To delimit the exact disagreement between Rabbi Yehuda and the rabbis, the Talmud cites an early text about Heleni, a queen who ruled in a small kingdom in what is now Syria over a generation before the destruction of the second Temple. Heleni converted to Judaism and became an important patron of the Temple. In the first chapter of Sukkah, we are told that she sat in a particular kind of sukkah that, although perhaps of questionable halachic status, nonetheless did not arouse the suspicion of the rabbis:
A story is told of Heleni the Queen whose sukkah was taller than 20 amot, and the sages would pass in and out of it, and they did not tell her anything [i.e. they did not rebuke her for having an unkosher sukkah].
Apparently, this story serves as evidence for Rabbi Yehuda's claim that a sukkah has no maximum height.
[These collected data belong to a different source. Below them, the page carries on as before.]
PR #571, opened 2020-02-28
Support import JSX from JS file

n3tr:
## Changes

- Support import JSX from JS file by adding JSX extension to `@rollup/plugin-node-resolve` plugin 

## Background

I have experience an error when importing `.jsx file` from `.js` file like

```
index.js -> A.jsx
```

will cause an error  

```
Could not resolve './A' from src/index.js
```

However, Importing `.jsx` file from TypeScript file (`.ts`) file is seems working fine except the the import is chaining more than 3 levels depth. 

```sh
index.ts -> A.jsx # This is fine
index.ts -> A.jsx  -> B.jsx # This is fine

index.ts -> A.jsx  -> B.jsx -> C.jsx 
# Error: Could not resolve './C' from src/jsx-components/B.jsx
```

To reproduce the issue

```sh
git clone -b import-jsx-error --single-branch git@github.com:n3tr/microbundle-example.git
cd microbundle-example

yarn

yarn build --jsx React.createElement ./src/index.js 
# or
yarn build --jsx React.createElement ./src/index.ts

```

---

I'm not really sure what is the root cause of the error, by adding extensions seems to fix the problem.

### DIFF
--- a/src/index.js
+++ b/src/index.js
@@ -527,6 +527,7 @@ function createConfig(options, entry, format, writeMeta) {
 					nodeResolve({
 						mainFields: ['module', 'jsnext', 'main'],
 						browser: options.target !== 'node',
+						extensions: ['.mjs', '.js', '.jsx', '.json', '.node'],
 					}),
 					commonjs({
 						// use a regex to make sure to include eventual hoisted packages
--- a/src/index.js
+++ b/src/index.js
@@ -527,6 +527,7 @@ function createConfig(options, entry, format, writeMeta) {
 					nodeResolve({
 						mainFields: ['module', 'jsnext', 'main'],
 						browser: options.target !== 'node',
+						// defaults + .jsx
 						extensions: ['.mjs', '.js', '.jsx', '.json', '.node'],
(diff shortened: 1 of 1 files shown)


src/index.js
```diff
@@ -527,6 +527,7 @@ function createConfig(options, entry, format, writeMeta) {
 					nodeResolve({
 						mainFields: ['module', 'jsnext', 'main'],
 						browser: options.target !== 'node',
+						extensions: ['.mjs', '.js', '.jsx', '.json', '.node'],
```
ForsakenHarmony: just kinda wondering if there could be problems with typescript, probably not because everything in node modules should already be compiled

n3tr: I just add `jsx` to the list of [the default values](https://github.com/rollup/plugins/blob/a66c8c70fc18f3967783b4e3e16e0aecd437d1f1/packages/node-resolve/src/index.js#L25), nothing should be different for TypeScript.
:)

ForsakenHarmony:
Thanks

PR #588, opened 2020-04-16
Re-add support for --define @expression=replacement

developit:
This should match Terser's [`global_defs` option](https://github.com/terser/terser/#conditional-compilation-api).

/cc @jviide


jviide:
LGTM 👍

PR #589, opened 2020-04-17
Add --generate-types option

developit:
This requires TS 3.7: https://www.typescriptlang.org/docs/handbook/release-notes/typescript-3-7.html#--declaration-and---allowjs

One thing I wasn't sure of: maybe this could just be enabled by default? Currently I think it's possible via `tsconfig.json`, but doing so would potentially run TypeScript on all of node_modules.

TODO:

- [ ] tests


marvinhagemeister:
+1 on enabling it as default

Hotell:
> maybe this could just be enabled by default?

Absolutely (even folks not aware about typescript will ship at least some amount of definitions - happy consumers)

> doing so would potentially run TypeScript on all of node_modules.

It would not:  setting `"skipLibCheck": true,` flag will mitigate that (it's turned on by default since TS 3.9)

src/index.js
```diff
@@ -571,6 +574,10 @@ function createConfig(options, entry, format, writeMeta) {
 									target: 'esnext',
 								},
 							},
+							include: ['*.ts+(|x)', '**/*.ts+(|x)'].concat(
+								emitDeclaration ? ['*.js+(|x)', '**/*.js+(|x)'] : [],
+							),
+							exclude: ['**/node_modules/**', '*.d.ts', '**/*.d.ts'],
```
Hotell, line 580: node_modules are excluded by default

src/index.js
```diff
@@ -571,6 +574,10 @@ function createConfig(options, entry, format, writeMeta) {
 									target: 'esnext',
 								},
 							},
+							include: ['*.ts+(|x)', '**/*.ts+(|x)'].concat(
```
Hotell, line 577: not needed:
- default TS adds `*.ts,.*tsx` to the glob
- setting `allowJs` adds `*.js,*.jsx` to the glob

src/index.js
```diff
@@ -472,6 +472,7 @@ function createConfig(options, entry, format, writeMeta) {
 			: () => resolve(options.cwd, 'mangle.json');
 
 	const useTypescript = extname(entry) === '.ts' || extname(entry) === '.tsx';
+	const emitDeclaration = !!options.generateTypes;
```
Hotell, line 475: maybe just checking if `pkg.types || pkg.typings` is present in package.json would be enough to trigger this?

marvinhagemeister: Love that idea! Made https://github.com/developit/microbundle/pull/631 that does enable declarations only when `pkg.types || pkg.typings` is present 🎉

developit: @marvinhagemeister I copied your change into this PR 👍

src/index.js
```diff
@@ -498,6 +499,8 @@ function createConfig(options, entry, format, writeMeta) {
 								compilerOptions: {
 									sourceMap: options.sourcemap,
 									declaration: true,
+									allowJs: useTypescript || emitDeclaration,
```
katywings, line 502: Since the same check already happens on line 490, allowJs is always true here, personally I would replace it with `allowJs: true` 😁

katywings (approved):
Looking good ^.^

src/index.js
developit: Ha! Good catch.

developit:
```suggestion
									allowJs: true,
```

marvinhagemeister (approved):

PR #624, opened 2020-05-20
refactor: split utilities in separate files

developit:
Extracted multiple utilities out of the main isFile

/utils.js
- isDir
- isFile
- stdout
- stderr
- isTruthy
- removeScope

/lib/compressed-size.js
- getSizeInfo

/lib/terser.js
- normalizeMinifyOptions

/lib-option-normalization.js
-	parseAliasArgument,
- parseMappingArgument
- toReplacementExpression

/lib/package-info
- getConfigFromPkgJson
- getName

/lib/css-modules
- shouldCssModules
- cssModulesConfig

### DIFF
--- a/src/lib/css-modules.js
+++ b/src/lib/css-modules.js
@@ -1,0 +1,49 @@
+export function shouldCssModules(options) {
+	const passedInOption = processCssmodulesArgument(options);
+
+	// We should module when my-file.module.css or my-file.css
+	const moduleAllCss = passedInOption === true;
+
+	// We should module when my-file.module.css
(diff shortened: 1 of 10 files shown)


src/lib/css-modules.js
```diff
@@ -0,0 +1,49 @@
...
+		}
+
+		return { generateScopedName };
+	}
+
+	return false;
+}
+
+/**
+ * This is done becuase if you use the cli default property, you get a primiatve "null" or "false",
```
marvinhagemeister, line 36: Nit: Typo `becuase` -> `because`

PR #630, opened 2020-05-25
Clear generated types before test run

marvinhagemeister:
- Clear generated type folder before running each test

~~Just cleared my `node_modules` and reinstalled them. From the looks of it the newer dependencies than what I had locally lead to some snapshot changes.~~

(_Turns out that this was caused by a different node version_)


ForsakenHarmony:
I'm guessing you're trying to solve some problem you ran into?

marvinhagemeister:
Yeah, currently only the `dist` directory is cleared before each test run, but not `types`.  If a previous test run was successful and something broke in a new commit the CI will pass either way because of the old files.

PR #631, opened 2020-05-25
Only generate types when requested

marvinhagemeister:
This PR changes the default behaviour to only generate types when the `types` or `typings` field was found in `package.json`.

Replaces #589 .

### DIFF
--- a/src/index.js
+++ b/src/index.js
@@ -566,7 +566,7 @@ function createConfig(options, entry, format, writeMeta) {
 							tsconfigDefaults: {
 								compilerOptions: {
 									sourceMap: options.sourcemap,
-									declaration: true,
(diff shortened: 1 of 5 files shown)


ForsakenHarmony:
This seems to kinda be the inverse of #589?

developit:
I think this needs the [`emitDeclaration` tweak](https://github.com/developit/microbundle/pull/589/files#diff-1fdf421c05c1140f6d71444ea2b27638R557) from #589 - currently if there are no `.ts` files, the typescript rollup plugin doesn't get run. Also the allowJs bit (though that could perhaps be on-by-default).

marvinhagemeister:
True, looks like I misunderstood the original PR 🙈

developit:
lol not at all, I'll try to make this change there

PR #636, opened 2020-05-29
Update option docs for --externals (default peerDependencies & dependencies)

gtrufitt:
Just a small clarification that the externals default is `peerDependencies` and `dependencies`.

(Not sure if this is *needed* as obviously this is a sensible default, but it wasn't clear until checking the code that we didn't need to have `external`s that mirrored `peerDependencies` like you might if setting up rollup from scratch)

https://github.com/developit/microbundle/blob/ded90ace965eabdf1707d1a75b20629513086775/src/index.js#L406

### DIFF
--- a/README.md
+++ b/README.md
@@ -213,7 +213,7 @@ Options
 	-f, --format     Only build specified formats (any of modern,es,cjs,umd or iife) (default modern,es,cjs,umd)
 	-w, --watch      Rebuilds on any change  (default false)
 	--target         Specify your target environment (node or web)  (default web)
-	--external       Specify external dependencies, or 'none'
+	--external       Specify external dependencies, or 'none' (default peerDependencies from package.json)
 	--globals        Specify globals dependencies, or 'none'
 	--define         Replace constants with hard-coded values
 	--alias          Map imports to different modules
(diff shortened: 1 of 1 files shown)


gtrufitt:
Thanks @developit 

So it looks like the default is some stdLib stuff, `peerDep` and `dep`s.

If the option.external is set then it's the (comma separated) external entries, stdLib and *just* `peerDep`s? 

The `options.entries` being the other stickler, which maybe is not important to call out in the default in docs?

Hence, my assumption for a minimal but useful `default`, if external isn't set, in docs was 'peerDependencies and Dependencies' - but happy to push a change if you think there's more needed?

```js

let external = ['dns', 'fs', 'path', 'url'].concat(
		options.entries.filter(e => e !== entry),
	);

const peerDeps = Object.keys(pkg.peerDependencies || {});
	if (options.external === 'none') {
		// bundle everything (external=[])
	} else if (options.external) {
		external = external.concat(peerDeps).concat(options.external.split(','));
	} else {
		external = external
			.concat(peerDeps)
			.concat(Object.keys(pkg.dependencies || {}));
	}
```

wardpeet:
This is great! We might want to show while outputting in verbose mode or something which packages are being externalized but for this PR it looks 👍

gtrufitt:
👍

krobing:
I think the externals added as other more, should be in addition to `deps/peerDeps`.

> My only nit would be that I think modules passed via --external are marked as external in _addition_ to deps/peerDeps, rather than those being an overridable default (I may be misremembering).

Issue #643, opened 2020-05-31
Wrong typescript emit path if --cwd is used


katywings:
IS: If you use the cli cwd option to build a nested package `xyz`, the types are emitted into `./dist/`.

SHOULD: Types should be emitted into the dist folder `xyz/dist` of the nested package.

DEMO: 
- Clone https://github.com/katywings/microbundle-test/tree/65ba5c4aa436a9807969dbff9dcab30a9226cfc2 
- `npm install && ./scripts/build-devtools.js`
- The types will be emitted into `dist/devtools/lib/main.d.ts` instead of `devtools/dist/main.d.ts`

REMARKS:
- If the devtools/lib/main.ts doesnt import something from an external, the ts emit path is different but still wrong: `dist/main.d.ts`
- Not directly related to the cwd thing, but I noticed that the `--external` cli option "freaks out" if the external has a dash character: `microbundle` prints: `No name was provided for external module 'microbundle-test' in output.globals – guessing 'microbundleTest'`. Doing the exact same bundle but naming the global "microbundletest" doesnt print this warning. (P.S. if you try this you also have to change the tsconfig.json path alias from microbundle-test to microbundletest)

developit:
Ahh good point about external - we should be pre-populating the name when generating entry point externals but we aren't!

developit:
Ah I found the cwd issue - we [pass the package.json `types` path directly](https://github.com/developit/microbundle/blob/58288ec989d0a5dbd6ed500481918cf0ced39c66/src/index.js#L571) to rollup-plugin-typescript2, but should be resolving it against the cwd option value.

katywings:
- P.S. i can't really make a fix regarding https://github.com/developit/microbundle/issues/643#issuecomment-636535838 since I don't yet have the whole picture on how the entry point externals work together with different configurations.

[...]

PR #646, opened 2020-06-02
fix: set types declarationDir based on cwd (#643)

katywings:
This includes the change regarding: https://github.com/developit/microbundle/issues/643#issuecomment-636536332

I tested it with `npm link` on my https://github.com/katywings/microbundle-test repository.

### DIFF
--- a/src/index.js
+++ b/src/index.js
@@ -364,6 +364,21 @@ async function getOutput({ cwd, output, pkgMain, pkgName }) {
 	return main;
 }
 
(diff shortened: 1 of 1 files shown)


developit:
(sidebar: this makes me wonder if there's a way to set the default declaration filename too)

marvinhagemeister:
@developit TS unfortunately has no option for that. It picks the filenames based on the original source files.

PR #649, opened 2020-06-05
Fix a mistake in the readme

AlexHayton:


developit:
This is backwards now - "esmodule" is the modern bundle.

wardpeet:
You're right I'll recert

PR #650, opened 2020-06-05
fix: escape rollup external test items

katywings:
During some investigation in the rollup external test logic I noticed, that the external parts are joined into a regex without any escaping. 

Background:
Originally I thought this was the reason for some problems with bundling "lodash.isPlainObject" (notice the dot) but that actually has some other cause... Still I think that adding the regex escaping might be wise here. Let me know what you think ;).

### DIFF
--- a/package-lock.json
+++ b/package-lock.json
@@ -2534,6 +2534,13 @@
         "ansi-styles": "^3.2.1",
         "escape-string-regexp": "^1.0.5",
         "supports-color": "^5.3.0"
+      },
+      "dependencies": {
+        "escape-string-regexp": {
+          "version": "1.0.5",
+          "resolved": "https://registry.npmjs.org/escape-string-regexp/-/escape-string-regexp-1.0.5.tgz",
+          "integrity": "sha1-G2HAViGQqN/2rjuyzwIAyhMLhtQ="
+        }
       }
     },
     "chardet": {
@@ -2984,6 +2991,11 @@
             "supports-color": "^2.0.0"
           },
           "dependencies": {
+            "escape-string-regexp": {
+              "version": "1.0.5",
+              "resolved": "https://registry.npmjs.org/escape-string-regexp/-/escape-string-regexp-1.0.5.tgz",
+              "integrity": "sha1-G2HAViGQqN/2rjuyzwIAyhMLhtQ="
+            },
             "supports-color": {
               "version": "2.0.0",
               "resolved": "https://registry.npmjs.org/supports-color/-/supports-color-2.0.0.tgz",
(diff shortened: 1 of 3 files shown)


ForsakenHarmony:
Hmm, there could be some use for passing a regex to it as well though

katywings:
@ForsakenHarmony 🤔 hmm, an alternative could be to only escape the peerDeps which are concated into `external` somewhere around here: https://github.com/developit/microbundle/blob/master/src/index.js#L415

developit:
@katywings that seems like a good compromise.

katywings:
@developit / @ForsakenHarmony I wanted to make the necessary changes and add the escaping only to externals originating from pkg.deps. But after spending some time on this I saw this line:
https://github.com/developit/microbundle/blob/master/src/index.js#L429
Microbundle actually sets up globals analog to the entries from `external`. 

Unless we gonna change this as well, It doesn't make sense to support regex patterns in the externals since this would screw with the globals. With this new knowledge in mind, my recommendation to you is to add the external escaping analog to this PR as is and then at a later point think about how a regex support in external options could look like - including thinking about sideeffects regarding globals etc.

krobing:
Please don't take this feature out, I'm using `RegExp`S

katywings:
@krobing: where do you use regex? In the `--external` cli argument? Can you give us an example?

krobing:
Yeah, I've been using it this way:

```js
"scripts": {
  "bundle": "microbundle --jsx React.createElement --no-compress --external ../../public/bundle.js,[\\w@$]+[\\w-/]*(\\.[\\w]+)? --alias styled-components=styled-components/macro" 
}
```

I notice that in [#636 ](https://github.com/developit/microbundle/pull/636) they solves it by default adding the `deps/peerDeps` to external modules, but when I want to add other more paths in additon with them, the `deps` are no longer marked as external any more.

katywings:
@krobing: thanks for your details! Is the goal of your regex to keep all src files external, or whats the end goal? (just so that we have the full picture ;)

katywings:
@marvinhagemeister / @developit: if okay from you, I'll make a pr where I remove the escaping again and add a code comment/readme info that this is an intended feature. What do you think about adding a flag like "--external-regex" which is enabled by default?

developit:
I am wondering what the level of effort would be to do the escapement for generated and keep regex supported.

katywings:
@developit:
i think it like this:
- pkg deps -> escaped in externals
- pkg deps -> escaped in globals
- external cli arg -> escaped in globals
- external cli arg -> not escaped in externals 

I probably was like half way going for this when I originally planned out my earlier fix 😅

developit:
Heh yeah I think so. I just opened #665 that I believe should be exactly what you described (good list!).

krobing:
https://github.com/developit/microbundle/pull/650#issuecomment-646762209 it's not necessarily to keep src files as external, in my case I just want to refer "../../public/bundle.js" as an external module, but not the src files. thanks to you.

PR #2963, opened 2026-02-01
Switch to vcpkg package manager.

gonetz:
Delete builds and headers of external libraries.
vcpkg QT package is not added yet - external static build is still required.


gonetz:
This PR adds use of vcpkg package manager to manage external libraries.
I added it only for Visual Studio project files.
vcpkg works with CMake, but I haven't time to fix CMake scripts yet.
To install and setup vcpkg:
https://learn.microsoft.com/en-us/vcpkg/get_started/get-started-msbuild?pivots=shell-powershell

I use Microsoft Visual Studio 2026 Community.
I checked 32bit builds for Project64 and 32/64bit builds for mupen64plus.

Other platforms need to be checked.

gonetz:
@GhostlyDark @Rosalie241 @project64 @fzurita

Rosalie241:
> vcpkg works with CMake, but I haven't time to fix CMake scripts yet.

there's no real need to add it to cmake because on Linux and even for Windows through msys2, packages are mamaged seperately by the system's package manager, if you do add it to cmake, please make it optional.

PR #2968, opened 2026-06-07
Switch to vcpkg for MSVC

GhostlyDark:
Supersedes #2963.

Does not modify anything non-MSVC, simply requires `vcpkg integrate install` from the user so that `MSBuild` can do its magic.


gonetz:
@GhostlyDark  Thanks for the updated PR. I was going to test and merge it, but my VS 2026 asked me for update.
After the update I found that I can't build QT versions of GLideNUI anymore with our static QT libs. The libs are not compatible with the latest VS, lots of compile errors. I downloaded latest sources for QT 5.15 and made new static builds. Luckily our wiki instruction is not completely outdated yet. New builds solved the problem. Now I need to upload these builds and correct the build scripts. After that we can go further.

PR #2977, opened 2026-07-16
Custom anisotropic filtering for in-shader texture filtering

### LINKED ISSUE #2967: Anisotropic filtering doesn't work
The anisotropic filtering slider has no effect on the current development version of GLideN64; all settings look the same as 0x. Tested on a clean installation on AMD, Intel and Nvidia GPUs.

With 0x anisotropic filtering:
Image

With 16x anisotropic filtering:
Image

gonetz:
* The accurate combiner (texelFetch) and the fast combiner (per-texel texture()/textureGrad) do their own bilinear/3-point filtering, so the sampler's GL_TEXTURE_MAX_ANISOTROPY does not apply. Emulate AF in the shaders.
* Accurate path: supersample the custom filter along the major axis of the pixel's texture-space footprint (from screen-space derivatives); for mip-mapped textures also bias the LOD toward the minor axis. Non-LOD and mipmap paths, LOD emulation on/off, desktop and GLES2. Driven by a uMaxAnisotropy uniform wired through UTextureFetchMode and UMipmap.
* Fast path: for textures with a mip chain, keep hardware AF but sample with textureGrad using the continuous pre-wrap gradient (dFdx(vTexCoord)*uTexScale) to avoid seams at texture-repeat boundaries. For textures without a mip chain (HD textures, detected via uTextureHD; and the fake-mipmap path), hardware AF cannot work, so supersample manually at the minor-axis LOD. Original (non-HD) textures are unaffected.
* Bump shader storage format version to force shader regeneration.

### DIFF
--- a/src/Graphics/OpenGLContext/GLSL/glsl_CombinerProgramBuilderAccurate.cpp
+++ b/src/Graphics/OpenGLContext/GLSL/glsl_CombinerProgramBuilderAccurate.cpp
@@ -323,6 +323,7 @@ public:
 
 			if (CombinerProgramBuilder::s_textureConvert.useTextureFiltering()) {
 				shaderPart += "uniform lowp int uTextureFilterMode;								\n";
+				shaderPart += "uniform lowp int uMaxAnisotropy;									\n";
 				shaderPart += "#define TEX_NEAREST(name, tex, tcData)							\\\n"
 					"{																			\\\n"
 					" name = texelFetch(tex, ivec2(tcData[0]), 0); \\\n"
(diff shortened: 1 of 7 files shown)


gonetz:
I tested that commit on my desktop only.
I tested only Zelda MM, Termina fields.
I tested both fast and accurate texture path, with mip-mapping emulation on/off.
I tested it with original textures and with Nerrel's HD pack.
It doesn't work perfectly in all cases, sometimes mip-mapped textures still shake on a distance.
Anyway, it now looks way better with AF enabled.
The code is not perfect. If somebody can improve it, welcome.
The code is probably is not fast enough to work on mobile platforms.
It probably won't work on mobile platforms at all. It should be tested.

@fzurita can you test it on gles3 and gles2 devices?
gles2 code has been added too, but no guarantee that it will work somehow.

Yet, as the rabbis question in this very passage:
You call that proof? She was a woman, and women are not obligated to sit in the sukkah.
Rabbi Yehuda then defends himself on the grounds that Heleni had seven sons, who were surely obligated to sit in the sukkah. And if you should say that perhaps her sons were too young to be obligated in the commandment to sit in the sukkah, keep in mind that she had seven – surely at least one was old enough to be obligated to at least begin learning to sit in the sukkah! And yes, it is true that the commandment to educate boys about the sukkah is only a rabbinic one, and not a Biblical one; but still, Heleni (who was, after all, a convert) lived in accordance with rabbinic Judaism as well as Biblical Judaism, the Talmud goes on to assert.
Is this proof for the sage who says that Rabbi Yehuda only disagrees with the rabbis in the case of a very small sukkah? After all, it is hard to imagine that Heleni was sitting in a tiny sukkah – she was a queen! Ah, perhaps she was sitting in sukkah made up of many tiny little chambers. But would a queen sit in a sukkah of tiny little chambers? Unlikely. Perhaps she was in one tiny room within a large sukkah, and her sons were sitting in the big proper sukkah. But weren't her sons with her? Well, perhaps she was in the small room within the sukkah with a table was protruding out, and her sons, each tiny enough to fit in a space of seven tfachim by seven tfachim, were all stacked up there on the table, such that technically they were beside their mother while still sitting in a proper sukkah.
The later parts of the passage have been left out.